By removing SSD cache disks and adopting a direct write approach to SMR disks, Magic Pocket was able to improve write throughput, enhance reliability, and reduce storage costs. Although there were some tradeoffs in terms of latency for certain operations, the overall performance and efficiency gains made this architectural change worthwhile. Magic Pocket continues to innovate its storage infrastructure to meet the growing demands of its users while maintaining durability and availability guarantees.

Summary: Improving Magic Pocket Performance: Boosting Write Throughput by Eliminating SSD Cache Disks

Magic Pocket, a storage system adopted SMR drives in 2017 with SSDs as a write-back cache for live writes.

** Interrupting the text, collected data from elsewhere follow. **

PR #760, opened 2024-11-27
Feature/bubble colours

miggol:
The core change of this PR consists of the removal of the `incomplete` CSS class for stepper bubbles. Bubbles are now either grey, or green if completed.

Some additional changes were made to make this make sense:

* OtherResearchersForm had some strange defaults that prevented it from being incomplete. Those fields now have `null=True` and `default=None`
* ProposalSubmit now only turns green when there are no errors at all anywhere else. The function that prevents recursion within errors is a bit funky but works well enough
* New DisabledItem for placeholders inserted by the stepper. And PlaceholderItems are now not complete by default.

To review this PR effectively you may need to fix some `has_intervention` and friends. I didn't want to commit that here because I knew it was being worked on elsewhere.

Also StudyDesignForm and StudyOverview turn green by default but I recall those also being worked on so I left them as is for now.

image

It honestly looks more overzichtelijk like this anyway.


EdoStorm96 (approved):
I like this a lot! It retains the perks of the previous design, but is simpler and dare i say, easier on the eyes. It mostly works very well, so I'm quite pleased. I still have a few issues with this PR, which you can maybe take a look at:

- Now, when there are no required slots in Attachments, it will go green. Maybe you can add 
to AttachmentsItem.get_errors, a check where if there are no required slots, it also adds an error. Currently, when you start out making a study, there are not yet any required slots and it turns green.

- AttachmentsItem.get_errors also does not take its child into account when it is collapsed. I came up with this lil hack, but am sure you can find a better way:
```
        if not self.is_expanded:
            errors += [child.get_errors() for child in self.children][0]
```

- The submit form does not check its own form errors ... its submitable check works well otherwise (though I will not pretend to fully understand how ...). Buy the ProposalSubmitForm's own errors are not taken into account. This form's clean does not seem to get called. this is possibly a similar situation as with StudyDesign and StudyEnd.

Given you fix the stuff with the attachmentsItem, I approve. The Submit form issue, is maybe for another issue/PR, together with StudyEnd & StudyDesign

miggol:
Alright, the changes to this branch since your last review have proven to be larger than expected so I would like to request a new review.

`ProposalSubmitForm` now inserts an error if the proposal still has errors according to the stepper. This prevents the submission of an unfinished proposal, and is regulated by the `final_validation` form kwarg. Previously, we only hid the button, but the form would actually validate and submit if asked politely.

Additionally, `ProposalSubmitForm` has a custom template that does not show form errors, as these are already shown in the `get_form_errors` box. This template can be reused for other forms that should not show non-form errors. (`StudyDesign` perhaps?)

SoftValidationMixin has been added to a number of views to fix validation woes. I now better understand SVM and its `initial_clean` method, which allows us to validate forms despite them being unbound.

Initially I had added an `AttachmentsItem` error if no documents at all have been added. However, because I foresee annoying exceptions with non-standard proposals this was reverted. #wontfix

The `StepperItem.get_form_errors` method now follows the mixin paradigm and the `include_children` part is now inherited by default for all Items. So now we start with `errors = super().get_form_errors(**kwargs)` when overwriting it which optionally gets all child errors.

EdoStorm96 (changes requested):
Allright, Nice work! I'm very happy overall. Just two more forms are still causing some trouble ...

**OtherResearchersForm:**

I feel like I had done this at some point ... But I guess not. The other researcher form, with no data, 
validates as correct. Looking in OtherResearcherForm.clean() the other_applicants and other_stakeholders fields do no get validated.

Can be fixed with a simple `self.mark_soft_required(cleaned_data, "other_applicants", "other_stakeholders")` in the form's clean()

**StudyEndForm:**

StudyEndForm still goes green with no data. I'm pretty sure this is due to lines 351 & 352, which were I think a part of former attempts to fix this form's validation. Now it should get removed though.

Ah, but that then reintroduces the issue where deception gets validated again ... It does not get removed from self.fields, as it should in the form's `__init__` ...

One solution I came up with is to hide the field in the frond end:

- have has_sessions as a HiddenInput on this form
- do not attempt to remove the "deception" field anymore
- add this to the clean:
```
        if self.instance.has_sessions:
            self.mark_soft_required(cleaned_data, "deception")
```
- add this to the form's template:
```
            depends_on_hidden_value("has_sessions", "True", "deception");
```
Bit annoying, but it get the job done. Maybe you can come up with something better, but I think for now, this will have to do.

miggol:
Alright, I've addressed your issues.

`StudyEndForm` could be fixed by running `self.initial_clean()` rather than the regular `clean()`

`UpdateOrCreateChecker` now creates an error by default if the object is not created, e.g. interventions and observations.

Also stepper items now receive `get_checker_errors` by default. This isn't used here, but I was working on it as an option for the above and decided to keep it.

EdoStorm96 (approved):
Nice! Approved!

However, as data density increased, the SSD cache became a bottleneck for maximum write throughput. To address this, the storage architecture was re-imagined to write directly to SMR disks, resulting in increased write throughput, improved reliability, and reduced storage costs. The storage engine was updated to store block metadata and raw block data inline on the same SMR disk. While there was a slight increase in latency for certain read operations, the advantages gained outweighed the tradeoffs. The success of the project led to the preparation of the feature for production.

You May Also Like to Read  Discover the Advantages of 400G Networking in Our Latest Sustainable Data Centers

Frequently Asked Questions:

Q1: What is machine learning?
A1: Machine learning is a field of study where computers are designed to learn and improve from data without being explicitly programmed. It involves the development of algorithms and statistical models to enable computers to make accurate predictions or decisions.

Q2: How does machine learning work?
A2: Machine learning algorithms use mathematical models to analyze and learn from large sets of data. These algorithms search for patterns within the data, identify relationships, and make predictions or take certain actions based on the learned information.

Q3: What are the main types of machine learning?
A3: The main types of machine learning are supervised learning, unsupervised learning, and reinforcement learning. In supervised learning, the algorithm is trained on labeled data. Unsupervised learning involves finding patterns and relationships in unlabeled data. Reinforcement learning is a trial-and-error approach where an algorithm learns to maximize rewards through interactions with an environment.

Q4: What are some real-world applications of machine learning?
A4: Machine learning has extensive applications across various industries. Some common examples include fraud detection in finance, personalization and recommendation systems in e-commerce, image and speech recognition, medical diagnosis, autonomous vehicles, and natural language processing.

Q5: What are the challenges faced in machine learning?
A5: Some challenges in machine learning include obtaining high-quality and diverse training data, selecting appropriate algorithms for the task, handling biased or insufficient data, dealing with overfitting or underfitting issues, understanding the interpretability of models, and ensuring ethical usage of machine learning technology.